By using real-time cyclical data to close the loop, you no longer have to be in the dark about how your products work for your customers, or if they are working at all.

  • When you’re stuck with limited, linear data, it’s not possible to get fast and accurate feedback about your product’s performance.
  • Real-time data can help you spot defects in your product or inefficiencies in its performance before problems become acute.
  • Utilizing cyclical data can help you improve the design of your products, how you manufacture them, how well they perform, and how efficiently you service them.

— Part 3 / 4 —

It used to be that you’d push the last washing machine straight off the assembly line onto the truck, close the door, and then lose all contact with it and the eventual owner until she bought a new one—or called complaining about a broken part. You really didn’t have any idea about how your products worked (or didn’t) once they were sold and went into use.

That Collective Blindness analogy mentioned earlier [in The Future Is Smart] is an apt description of the problem. What little feedback you did receive from customers probably skewed your perceptions. Because it was so difficult to communicate with you, those who really loved or really hated the product and therefore were motivated enough to contact you were overrepresented.

What about those in the middle, who probably represented the vast majority of customers? Even worse, the limited information you did get was anecdotal, not specific data on the product’s operations. Communication was one-way, extremely limited, and linear.


The third critical attitudinal shift to fully capitalize on the IoT, closing the loop, is closely related to the second oneand directly addresses that problem: not only do you need to share the data with everyone who needs it to make better decisions or to do their jobs more efficiently, but you must change policies and procedures to make certain that the data flows in cyclical fashion, not linear.

Cyclical data flows will help you get fast, accurate feedback on how your products really work. They will facilitate upgrades and immediately improve operations through tools such as automatic M2M controls that don’t require human intervention. That’s a long way from the linear, industrial past.


Nothing capsulized that era better than Henry Ford’s behemoth 1.6-x-1-mile River Rouge plant: Iron ore came in one end. Finished cars came out the other. The entire plant would be idled frequently when a critical part wasn’t resupplied in time, and those at one end of the process had little idea what those at the other end were doing.

By contrast, consider GE’s Durathon battery factory in Schenectady (which the company shut down when it got out of the battery business in 2016 . . . ).

GE put sensors in the Durathon batteries to monitor their condition in the field, similar to the sensors on the Grundfos water pumps mentioned earlier in this chapter [of The Future is Smart], because the massive batteries were used as backup power for cell towers that might have been as remote as the water pumps. It could take days for a repair person to reach them so owners needed to know as soon as possible about impending problems.

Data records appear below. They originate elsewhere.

Issue #2102, opened 2023-07-11
Establishing independent status for Youth in care students


JasonCTang:
**Describe the task**
Revision of the "former youth in care" question (refer to this as Parent Question) and introduce new sub-question for anyone who answers ‘yes.'

Current Parent Question: 
"Were you ever a youth in the continuing custody of a director of child welfare in BC (ward of the court this means the provincial government is/ was your legal guardian)? "

Requested Change to Parent Questions:
"Were you ever considered a child or youth under government care" with tooltip that reads "Ministry of Children and Family Development (MCFD) or Indigenous Child and Family Service Agency [ICFSA] care, care through the Ministry of Social Development and Poverty Reduction [SDPR] Child in the Home of Relative Program or government care through a Canadian province or territory outside of B.C.

New question: (this should only be presented to the applicant if they answer YES to parent question.
“Are you, or were you at the time of your 19th birthday, in continuing care or custody of a director of child welfare in B.C.?"

Also add an associated tooltip: 
“This means that the provincial government is currently your legal guardian if you are younger than 19 or was your legal guardian at the time of your 19th birthday”

If student answers no, no effect. 
 - No effect means that we still follow the rules of answering YES to parent question.   
 - There will be no impact on the family size calculations.  If student has dependents, it will be counted as normal.

If student answers ‘yes’ AND the student is dependent status, convert student to independent status and treated as independent for the entire assessment workflow. This independent status would overrule any other application logic that determines the student to be a dependent. *Answering 'yes' to second question has no impact on student's exemption from StudentFixedContribution that was determined by virtue of answering yes to the Parent question

This is the same for both Part-Time and Full-Time

***Acceptance Criteria***
- [x]  Check workflow where dependent vs independent is applied.
- [x]  Update the form to the current question. 
- [x]  If student answers Yes to secondary question, convert student to independent status and treat as independent for entire assessment workflow.
- [x]  Only override dependent to single independent. (i.e. if student is married, preserve them as maried)
- [x]  Question only presents to applicant in form if they answer ‘yes’ to being a former youth in care. 
- [x]  Add tool tip to question.

ann-aot:
As part of this ticket there is no workflow changes. The `dependantstatus` logic is set the form itself, so as part of the ticket the `dependantstatus` logic is updated in the form, which will used in the workflow for the calculation.

PR #2464, opened 2023-10-31
#2102 - Establishing independent status for Youth in care students

ann-aot:
- Updated current youth in care qn with new qn with tooltip
image
-  when "yes" is selected for the parent qn, then a subquestion will appear (it also has a tooltip),
image
- When the student selects "yes" for the subquestion, consider the student as "independent", (that means, they won't have a parent tab)
- case 1
image
image
image
image
- case 2
image
image
image
image
- case 3
image
image
image
image
- Updated the `showParentInformation` logic in forms, which is used to determine the `dependant status` in the form, which is used in workflow
- As part of this workflow, there are no Camunda updates.
- The parent qn (youthInCare) is still used in the fulltime-assessment for below logic,
image


sources/packages/forms/src/form-definitions/sfaa2021-22.json
```diff
@@ -10169,6 +10169,70 @@
               "id": "en74evs",
               "defaultValue": ""
             },
+            {
+              "clearOnHide": false,
```
andrewsignori-aot, line 10173: I do not recall the impact of this being `false`. I guess that if the component is hidden it will not be part of the payload at all and the only effect would be if the user answers "Yes" to the parent question it will be displayed with the last value populated. Does it make sense?

sources/packages/forms/src/form-definitions/sfaa2021-22.json
```diff
@@ -10169,6 +10169,70 @@
...
+              "key": "everInCustodyOfChildWelfareInformationPanel",
```
andrewsignori-aot, line 10174: Does `ever` here can potentially imply "always" which would change the meaning of the variable name?
Maybe just `custodyOfChildWelfareInformationPanel` would be enough.

sources/packages/forms/src/form-definitions/sfaa2021-22.json
ann-aot: mm, I am wondering why this value is `false` in definition, In formio, its checked, 
image

sources/packages/forms/src/form-definitions/sfaa2021-22.json
```diff
@@ -15531,7 +15595,7 @@
           "encrypted": false,
           "redrawOn": "data",
           "customDefaultValue": "",
-          "calculateValue": "if (data.hasDependents === 'no' && (data.relationshipStatus === 'single') && data.outOfHighSchoolFor4Years === 'no' && data.howWillYouBeAttendingTheProgram === \"Full Time\") {\n  instance.setValue (true);\n}\nelse {\n  instance.setValue (false);\n}",
+          "calculateValue": "if (\r\n  data.hasDependents === \"no\" &&\r\n  data.relationshipStatus === \"single\" &&\r\n  data.outOfHighSchoolFor4Years === \"no\" &&\r\n  data.howWillYouBeAttendingTheProgram === \"Full Time\" &&\r\n  !(data.everInCustodyOfChildWelfare === \"yes\")\r\n) {\r\n  instance.setValue(true);\r\n} else {\r\n  instance.setValue(false);\r\n}",
```
andrewsignori-aot, line 15598: Just pasting the code below to make the discussion easier 😄 
Is there any particular reason to not use the "no" in the condition, for instace.
```js
data.everInCustodyOfChildWelfare === "no"
```

```js
if (
  data.hasDependents === "no" &&
  data.relationshipStatus === "single" &&
  data.outOfHighSchoolFor4Years === "no" &&
  data.howWillYouBeAttendingTheProgram === "Full Time" &&
  !(data.everInCustodyOfChildWelfare === "yes")
) {
  instance.setValue(true);
} else {
  instance.setValue(false);
}
```

sources/packages/forms/src/form-definitions/sfaa2021-22.json
ann-aot: Got it, this is the panel, for the panel there is no option to `hide on clear`, but I will update the form definition to `true`

andrewsignori-aot (commented):
Great work and analysis. Just minor comments 😉

sources/packages/forms/src/form-definitions/sfaa2021-22.json
dheepak-aot, line 15598: Minor. I see a warning in form editor. 
image
 
we can use `data.everInCustodyOfChildWelfare !== "yes"` instead

sources/packages/forms/src/form-definitions/sfaa2021-22.json
```diff
@@ -10071,21 +10071,21 @@
               "breadcrumb": "default",
               "id": "ef3gfa",
               "addons": [],
-              "lazyLoad": false
+              "lazyLoad": false,
+              "tags": []
             },
             {
-              "label": "<strong>Were you ever a youth in continuing care or custody of a director of child welfare in BC (ward of the court – this means the provincial government is/was your legal guardian)? </strong>",
+              "label": "<strong>Were you ever considered a child or youth under government care?</strong>",
```
dheepak-aot, line 10078: Thanks for stating the workflow reference in the PR description. 

image

I have a question here to business. 

Should the condition in workflow change from `studentDataYouthInCare === "yes"` to `(studentDataYouthInCare === "yes" && studentDataEverInCustodyOfChildWelfare === "yes")`  ?

dheepak-aot:
Good work @ann-aot . Just 2 comments.

sources/packages/forms/src/form-definitions/sfaa2021-22.json
ann-aot: no, as mentioned in the PR description, for the above logics, the parent question is to be considered,, That's what Hugh told me.

andrewsignori-aot: Checked with @HRAGANBC during development and the `studentDataEverInCustodyOfChildWelfare` should not affect the workflow. The checks still must happen based on `studentDataYouthInCare`.

sh16011993 (approved):
Nice work @ann-aot 👍

sources/packages/forms/src/form-definitions/sfaa2021-22.json
ann-aot: As discussed, this is for the panel, so Iam not updating it. It has already added for new subquestion.

sources/packages/forms/src/form-definitions/sfaa2021-22.json
ann-aot: update the key for new subquestion as well

sources/packages/forms/src/form-definitions/sfaa2021-22.json
dheepak-aot: Thanks for the clarification

dheepak-aot (approved):
Thanks for making the change 👍

andrewsignori-aot (approved):
Thanks for doing the changes @ann-aot even the minor ones, looks good 👍

andrepestana-aot (approved):
Looks good! Good job!

guru-aot (approved):
LGTM, nice work @ann-aot

Joshua-Lakusta:
[Open Requirement in TestQuality](https://web.testquality.com/site/gov2/project/16463?requirementId=16056)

Rather than tacking on the sensors at the end of production, GE built them in at the beginning. That provided another variation on sharing the data: in this case, the sensors didn’t just report the batteries’ operating status in the field, but also the status of the complex chemical reaction that produced them in the factory. Instead of product-testing practices dictated by the lack of real-time data (such as plucking every xth product off the assembly line and testing it), GE could monitor every battery throughout the entire production process, remove defective ones, and be certain that each one that completed the chemical process works. The factory is closed, but the lessons are still inspiring.


The continuous circular data flow changes how we design things, how we manufacture them, how we service them, and even how we market them: all because we have a continuous data loop for the first time.

Consider these benefits:

  • Product Design

“G.E. is adopting practices like releasing stripped-down products quickly, monitoring usage, and rapidly changing designs depending on how things are used by customers. These approaches follow the ‘lean startup’ style at many software-intensive Internet companies. ‘We’re getting these offerings done in three, six, nine months,’ [William Ruh, the company VP of Global Software] said. ‘It used to take three years.’” Caterpillar’s design process is refined because, for the first time, it knows how its heavy equipment is actually being used in the field.

  • Precision manufacturing

A major reason Siemens achieves 99.9985 percent quality at its “Factory of the Future” is that the real factory is paralleled by a “smart factory digital twin: representing a production system . . . which is completely connected to the main PLM [Siemens’s proprietary software] data repository via sensors, SCADA systems, PLCs and other automation devices. In such a smart factory, all the events happening on the shop floor during production are recorded and the relevant ones are pushed back to the PLM system either directly or through the cloud.”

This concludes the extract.